Redirecting Input and Output

Most shell utilities write their output to the screen. However, under GNO/ME, like ORCA, it is possible to redirect that output to a file or a GS/OS device. The output of the ls command above was imported into this manual by redirecting it to a file. In addition to redirecting the output of a shell utility, it is also possible to redirect the input of that utility.
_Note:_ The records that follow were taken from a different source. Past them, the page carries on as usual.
PR #4967, opened 2026-08-04
fix(restore): drop USE/CREATE DATABASE statements so mysql/mariadb restores target the selected database

### LINKED ISSUE #3436: Database restore overwrites wrong database when SQL dump contains USE statement
### To Reproduce

Steps to Reproduce
1. Have two databases: production_db and dev_db
2. Create a backup of production_db (the dump will contain USE production_db;)
3. Go to Dokploy → Backups → Restore Backup
4. Select destination and set Database Name to dev_db
5. Click Restore

### Description
When restoring a database backup through Dokploy's restore feature, if the SQL dump file contains a USE database_name statement, the restore operation overwrites that database instead of the target database specified in the restore dialog. This caused a production data loss in our environment.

Consider the following gsh session:

[1]% echo this is a test
this is a test
[2]% echo this is a test > file1
[3]% cat file1
this is a test
[4]% cat < file1
this is a test

In the example above, cat takes input from "standard input". In command 3 above, cat takes as an argument the filename file1 and writes the contents of that file to "standard output". Where no filename argument is given, cat reads input from standard input and writes the output to standard output.

In the case of command 4 above, cat contains no arguments and therefore reads from standard input. However, gsh interprets the "<" redirection operator and opens the file file1 for use as standard input. Therefore, cat will take its input from file1, even though it thinks it is reading input from standard input. This input redirection is transparent to the utility, making it work with most shell utilities.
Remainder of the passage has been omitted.